TASK BRIEF:
Taking each line of the records in turn, count those containing "static" and report only the number.

Items listed in a dataset:
PR #901, opened 2025-12-31
New recurrence evaluator

maknapp:
This evaluator follows the same basic logic as the current one, but with a few key differences:

- Moves the expand/limit grid into the flow control of the evaluator. No need for `IsCandidateSetFullyExpanded`.
- BY rule normalization is moved to a separate class and cached when possible. Caching may not be very useful in real world usage though.
- BYDAY values without offsets are generated. BYDAY with offsets still need to calculate entire range then sort, which is likely a small number of values anyway.
- Enumeration is only restarted when BYSETPOS is set.
- Reduced usage of Linq - reduces allocation.
- BYSETPOS with only positive values stops evaluating the set early. Added benchmark to show this.
- RecurrencePatternEvaluator2 is used inside RecurrencePatternEvaluator just to easily comment out and compare between the two evaluators. It is intended to replace.
- Some new tests fail with current evaluator.
- Starts evaluation at `periodStart` by skipping directly to it instead of looping. There is a new test in RecurrenceTestCases.txt commented out because it takes forever on the current evaluator.
- `BugByWeekNoNotWorking()` test was changed to YEARLY because the WEEKLY+BYWEEKNO is invalid.
- The seed value is incremented nearest to reference date always, instead of the start of the week/month/year that `IncrementDate()` does. This makes the seed value require minimal changes and no extra BY rules.
- `ProcessRecurrencePattern()` is NOT applied. No extra BY rules are added to evaluation.

## Before (be1d758c):
| Method                                                     | Mean        | Error    | StdDev   | Gen0     | Gen1    | Allocated  |
|----------------------------------------------------------- |------------:|---------:|---------:|---------:|--------:|-----------:|
| GetOccurrences                                             | 1,352.93 us | 9.169 us | 8.577 us | 224.6094 | 42.9688 |  1837.3 KB |
| MultipleEventsWithUntilOccurrencesSearchingByWholeCalendar |    15.63 us | 0.175 us | 0.163 us |   3.9673 |  0.1526 |   32.63 KB |
| MultipleEventsWithUntilOccurrences                         |    74.32 us | 0.589 us | 0.551 us |  13.5498 |  0.3662 |  111.19 KB |
| MultipleEventsWithUntilOccurrencesEventsAsParallel         |    45.78 us | 0.641 us | 0.535 us |  16.1133 |  1.2207 |  130.64 KB |
| EventWithBySetPosRecurrence                                | 1,149.22 us | 9.324 us | 8.722 us | 175.7813 | 11.7188 | 1448.73 KB |
| EventWithPositiveBySetPosRecurrence                        | 1,118.22 us | 4.922 us | 4.604 us | 146.4844 |  7.8125 | 1209.14 KB |
| MultipleEventsWithCountOccurrencesSearchingByWholeCalendar |    32.70 us | 0.134 us | 0.119 us |   7.9956 |  0.7324 |    65.8 KB |
| MultipleEventsWithCountOccurrences                         |   517.66 us | 3.159 us | 2.638 us |  97.6563 | 15.6250 |  804.97 KB |
| MultipleEventsWithCountOccurrencesEventsAsParallel         |   257.24 us | 4.402 us | 3.902 us | 102.5391 | 21.4844 |  831.75 KB |

## After:
| Method                                                     | Mean      | Error     | StdDev    | Gen0     | Gen1    | Allocated |
|----------------------------------------------------------- |----------:|----------:|----------:|---------:|--------:|----------:|
| GetOccurrences                                             | 927.16 us | 17.564 us | 18.793 us | 113.2813 | 22.4609 | 928.75 KB |
| MultipleEventsWithUntilOccurrencesSearchingByWholeCalendar |  11.03 us |  0.039 us |  0.034 us |   2.8687 |  0.0763 |  23.53 KB |
| MultipleEventsWithUntilOccurrences                         |  45.64 us |  0.332 us |  0.294 us |   7.4463 |  0.1221 |  61.03 KB |
| MultipleEventsWithUntilOccurrencesEventsAsParallel         |  31.93 us |  0.462 us |  0.410 us |   9.9487 |  0.8545 |  80.48 KB |
| EventWithBySetPosRecurrence                                | 327.28 us |  1.035 us |  0.968 us |  65.9180 |  3.4180 | 540.45 KB |
| EventWithPositiveBySetPosRecurrence                        | 108.77 us |  2.161 us |  2.312 us |  13.5498 |  0.4883 | 111.47 KB |
| MultipleEventsWithCountOccurrencesSearchingByWholeCalendar |  27.50 us |  0.201 us |  0.178 us |   7.0190 |  0.6714 |  57.36 KB |
| MultipleEventsWithCountOccurrences                         | 343.27 us |  1.078 us |  0.955 us |  52.7344 |  8.3008 | 433.59 KB |
| MultipleEventsWithCountOccurrencesEventsAsParallel         | 186.75 us |  3.360 us |  2.979 us |  56.6406 | 11.4746 | 460.37 KB |


axunonb:
Thanks for this PR, @maknapp! This looks like a very promising step towards version 6.0 in terms of the recurrence evaluation.
As the PR is still marked as a draft, I have just a few high-level comments for now.

Currently `RecurrencePatternEvaluator2` and `RecurrencePatternEvaluator` are part of the PR, but I understand `RecurrencePatternEvaluator1` is considered as the replacement. For the review it would be helpful to use the final implementation.

Variable Shadowing: I noticed several places where local variables or parameters hide class-level fields with the same name. This is error-prone. Can we rename the local vars or prefix class members with _ to ensure we don't accidentally use the wrong one (like `editorconfig` suggests)?

`System.Data.EvaluateException`: Should this read as `Ical.Net.Evaluation.EvaluationException`?

Redundant Logic: There are some if...else if blocks that seem to re-check conditions or could be simplified. flattening these with guard clauses or using switch expressions would make the evaluation logic much easier to follow.

To make the review easier and ensure the long-term health of the repo, would you mind resolving the Blocker/High issues identified in the Sonar report? Regarding Coverage the 4.7% decrease in overall coverage may be caused by `RecurrencePatternEvaluator2` and `RecurrencePatternEvaluator` being part of the code base.

Thanks for the massive effort on the new evaluator.

Ical.Net/Evaluation/ByRuleValues.cs
```diff
@@ -0,0 +1,352 @@
...
+    private DayOfWeekComparer? dayOfWeekComparer;
+
+    private readonly int[] normalMonths;
+
+    private readonly int[] normalHours;
+    private readonly int[] normalMinutes;
+    private readonly int[] normalSeconds;
+
+    private readonly int[] byWeekNo;
+    private readonly NormalValues<int, int> weeks;
```
minichma: add comment: what is the cache key? In this case it is the number of weeks per year, right?

Ical.Net/Evaluation/ByRuleValues.cs
```diff
@@ -0,0 +1,352 @@
...
+
+    private readonly int[] byYearDay;
+    private readonly NormalValues<int, int> yearDays;
```
minichma: In this case the year is used as cache key. Followed the pattern of the `weeks` property, we could also use the number of days in the year as cache key. This way the number of variants would be limited (i.e. 365 or 366) and we could cache all of them. We could simply maintain something like `Dictionary<int, NormalValues<int>> weeksByYearDays` where the number of days per year would be the key. The `NormalValues` type itself wouldn't need to hold the cache key (which would be nice as caching is quite a different concern than holding the values). This way the number of cache misses could be improved even further. Same applies to other `NormalValues` properties.

maknapp:
> Currently `RecurrencePatternEvaluator2` and `RecurrencePatternEvaluator` are part of the PR...

Replaced.

> Variable Shadowing: I noticed several places where local variables or parameters hide class-level fields with the same name. This is error-prone. Can we rename the local vars or prefix class members with _ to ensure we don't accidentally use the wrong one (like `editorconfig` suggests)?

Done.

> `System.Data.EvaluateException`: Should this read as `Ical.Net.Evaluation.EvaluationException`?

Yes :D

> Redundant Logic: There are some if...else if blocks that seem to re-check conditions or could be simplified. flattening these with guard clauses or using switch expressions would make the evaluation logic much easier to follow.

Redundant within the same method? I just split some of the more complex methods, which may have been the areas you were talking about.

> resolving the Blocker/High issues identified in the Sonar report?

I fixed some of them. The "break out of recursion" issues do not make sense - they generators intended to run forever. The remaining `ExpandYearDay()` complexity issue would not benefit from changing in my opinion. The nested ifs are separated for clarity and I do not see a better way to do it.

For the minor Linq issues, some of those cannot use Linq without affecting allocations. The simple ones can use Linq, but it is easier to debug without it.

minichma (commented):
Wow, that's great work! Couldn't go through much of the code yet, so here are just some very first thoughts.

Some time ago I have also been working on some of the aspects you are addressing in this PR (e.g. caching). Unfortunately I didn't manage to complete it but just FYI, this is the branch, should you be interested. Just keep in mind that its work in progress:

 https://github.com/minichma/ical.net/tree/work/minichma/feature/modernize_rrule2

axunonb:
> The "break out of recursion" issues do not make sense

For the code logic this is the case. The analyzer just  insists on every code path should `yield` - similar to all code paths must return a value. A `yield break` makes the analyzer happy, and maybe it's also faster to understand. It has no other effect.

axunonb:
> For the minor Linq issues, some of those cannot use Linq without affecting allocations.

Yes, absolutely, and therefore we should avoid Linq here for now. (Microsoft says this will be improved with net10.0.)
The `foreach` loops have another effect: The exit point from the methods do not get hit with code coverage, because it only gets executed when the iterator finishes or is disposed explicitly. Long story short: We can live with that.

axunonb:
#### Increase code coverage for  `RecurrencePatternEvaluator`
`WeekdayValue` with zero `Offset`: Although sth. like `BYDAY=0SU` is invalid in RFC5545, the lenient behavior to ignore is maybe better to understand and also better than to throw.
These cases should also get code coverage, same as the additional `EvaluationException`s thrown. You may want to the include the attached tests cases in the PR. `RecurrencePatternEvaluator` code coverage should be as high as possible.
**[Additional_Unit_Tests.txt](https://github.com/user-attachments/files/24424031/Additional_Unit_Tests.txt)**

Ical.Net/Evaluation/RecurrencePatternEvaluator.cs
```diff
@@ -5,976 +5,1184 @@
...
+    /// <returns></returns>
+    private static IEnumerable<LocalDate> ExpandDayOfWeekWithoutOffset(
+        LocalDate start,
+        LocalDate end,
+        IsoDayOfWeek[] weekDays)
     {
-        // Helper that checks whether the given candidate matches any BYMONTHDAY entry
-        // taking negative values into account (relative to the month's length).
-        static bool MatchesAnyMonthDay(ZonedDateTime candidate, IEnumerable<int> monthDays)
+        if (weekDays.Length == 0)
```
axunonb: Can this ever be `true` at this stage? From my understanding the checks happen long before. So maybe remove it here?

Ical.Net/Evaluation/RecurrencePatternEvaluator.cs
```diff
@@ -5,976 +5,1184 @@
...
+    private readonly Instant? _until;
+    private readonly FrequencyType _frequency;
+    private readonly IsoDayOfWeek _firstDayOfWeek;
+
+    private readonly IWeekYearRule _weekYearRule;
+    private readonly ZonedDateTime _zonedReferenceDate;
+    private readonly int _referenceWeekNo;
+
+    private ZonedDateTime _seed;
+    private int _unmatchedIncrementCount = 0;
```
axunonb: Redundant initialization with default value?

Ical.Net/Evaluation/RecurrencePatternEvaluator.cs
```diff
@@ -5,976 +5,1184 @@
...
+                return start.Date.PlusYears(nominalByInterval)
+                    .AtNearestDayOfMonth(_zonedReferenceDate.Day)
+                    .At(start.TimeOfDay)
+                    .InZoneLeniently(start.Zone);
         }
 
-        // optimize the start time for selecting candidates
-        // (only applicable where a COUNT is not specified)
-        if (pattern.Count is null && periodStartDt is not null)
+        throw new EvaluationException("Invalid frequency type");
```
axunonb: Add the invalid `_frequency` to the message?

Ical.Net/Evaluation/RecurrencePatternEvaluator.cs
```diff
@@ -5,976 +5,1184 @@
...
         {
-            var incremented = seedCopy;
-            while (incremented.ToInstant() < periodStartDt.Value.ToInstant())
-            {
-                seedCopy = incremented;
-                IncrementDate(ref incremented, pattern, pattern.Interval);
-            }
+            return StartByRules();
+        }
+        else if (_rule.HasNegativeSetPos)
```
axunonb: Remove (all) the redundant `else` then the `if` returns a value?
IMHO this would be easier to read.

Ical.Net/Evaluation/RecurrencePatternEvaluator.cs
```diff
@@ -5,976 +5,1184 @@
...
-        if (expand == null || pattern.ByMonth.Count == 0)
-            return dates;
-
-        if (expand.Value)
+        if (_rule.HasByDayOffsets)
         {
-            // Expand behavior
-            return dates.SelectMany(d => pattern.ByMonth
-                .Select(month => d.LocalDateTime.PlusMonths(month - d.Month).InZoneLeniently(d.Zone)));
+            throw new EvaluationException($"BYDAY offsets are not supported in {_frequency}");
```
axunonb: Refer to invalidity in RFC5545 instead of "support".

Ical.Net/Evaluation/RecurrencePatternEvaluator.cs
```diff
@@ -5,976 +5,1184 @@
...
-            dates.Where(date => pattern.ByDay.Any(weekDay =>
+    private IEnumerable<ZonedDateTime> ByMonthDay()
+    {
+        if (!_rule.ByMonthDay)
+        {
+            return ByYearDay();
+        }
+        else if (_frequency == FrequencyType.Weekly)
+        {
+            throw new EvaluationException("BYMONTHDAY is not supported in WEEKLY");
```
axunonb: Refer to invalidity in RFC5545 instead of "support"?

Ical.Net/Evaluation/RecurrencePatternEvaluator.cs
```diff
@@ -5,976 +5,1184 @@
...
+        }
+        else if (_frequency < FrequencyType.Daily)
         {
-            var matchesWeekNo = byWeekNoNormalized == null || byWeekNoNormalized.Contains(weekYearRule.GetWeekOfWeekYear(date.Date));
-            var matchesMonth = pattern.ByMonth.Count == 0 || pattern.ByMonth.Contains(date.Month);
+            return LimitYearDay();
+        }
+        else
+        {
+            throw new EvaluationException($"BYYEARDAY is not supported with {_frequency}");
```
axunonb: Refer to invalidity in RFC5545 instead of "support"?

Ical.Net/Evaluation/RecurrencePatternEvaluator.cs
```diff
@@ -5,976 +5,1184 @@
...
+            {
+                var result = startOfYear.PlusDays(day - 1);
 
-        // Find first occurrence of target weekday
-        var targetDayOfWeek = weekDay.DayOfWeek.ToIsoDayOfWeek();
-        if (date.DayOfWeek != targetDayOfWeek)
-        {
-            date = date.Next(targetDayOfWeek);
-        }
+                // Ignore values outside of the calendar year
```
axunonb: "of" is redundant?

Ical.Net/Evaluation/RecurrencePatternEvaluator.cs
```diff
@@ -5,976 +5,1184 @@
...
+        {
+            return ByMonth();
+        }
+        else if (_frequency == FrequencyType.Yearly)
+        {
+            return ExpandWeekNo();
+        }
+        else
+        {
+            throw new EvaluationException($"BYWEEKNO is not supported with {_frequency}");
```
axunonb: Refer to invalidity in RFC5545 instead of "support"?

Ical.Net/Evaluation/RecurrencePatternEvaluator.cs
```diff
@@ -5,976 +5,1184 @@
...
 
     /// <summary>
-    /// Evaluate the occurrences of this recurrence pattern.
+    /// Gets the next seed value based on the recurrence frequency
+    /// and interval.
     /// </summary>
-    /// <param name="referenceDate">The reference date, i.e. DTSTART.</param>
-    /// <param name="periodStart">Start (incl.) of the period occurrences are generated for.</param>
-    /// <param name="options"></param>
+    /// <param name="seed"></param>
```
axunonb: No "seed" argument

Ical.Net/Evaluation/RecurrencePatternEvaluator.cs
```diff
@@ -5,976 +5,1184 @@
...
+                .At(_seed.TimeOfDay)
+                .InZoneLeniently(_seed.Zone),
+
+            FrequencyType.Yearly => _seed.Date
+                .PlusYears(_interval)
+                .AtNearestDayOfMonth(_zonedReferenceDate.Day)
+                .At(_seed.TimeOfDay)
+                .InZoneLeniently(_seed.Zone),
+
+            _ => throw new EvaluationException("Invalid frequency")
```
axunonb: Add the invalid `_frequency` value to the message?

Ical.Net.Tests/RecurrenceTests.cs
```diff
@@ -4569,4 +4562,267 @@ public void GetOccurrences_BackwardsDaylightSaving_SpanFirstHour(string start, s
 
         Assert.That(result, Is.EqualTo(expected));
     }
+
+    [Test]
```
axunonb, line 4570: Optional: Add the tests to `RecurrenceTestCases.txt`
(Avoids a lot of boilerplate code)

axunonb (changes requested):
This is great work and excellent code, thanks a lot! Good to have you working on ical.net.
See comments in files and conversation.

Ical.Net/Evaluation/RecurrencePatternEvaluator.cs
```diff
@@ -5,976 +5,1184 @@
...
+    /// <returns></returns>
+    private IEnumerable<ZonedDateTime> ByDay()
     {
-        var expandContext = new ExpandContext { IsCandidateSetFullyExpanded = false };
+        if (!_rule.ByDay)
+        {
+            if (_frequency is FrequencyType.Monthly or FrequencyType.Yearly
+                && !_rule.ByMonthDay
+                && !_rule.ByYearDay
+                && !_rule.ByWeekNo)
```
axunonb: Merge into pattern?
```cs
if (_frequency is FrequencyType.Monthly or FrequencyType.Yearly
    && _rule is { ByMonthDay: false, ByYearDay: false, ByWeekNo: false })
```

Ical.Net.Tests/RecurrenceTests.cs
maknapp: The tests in `RecurrenceTestCases.txt` are all UTC events evaluated to "US-Eastern" time zone. These tests require the `CalendarEvent` to be in a specific time zone, so they cannot be added to the txt file.

Ical.Net/Evaluation/RecurrencePatternEvaluator.cs
maknapp: This should never be true right now, but it is a helpful check. Future code changes can mistakenly make it reachable, and rest of the method does not support an empty array.

Ical.Net/Evaluation/RecurrencePatternEvaluator.cs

SOLUTION FOR THIS TASK:
2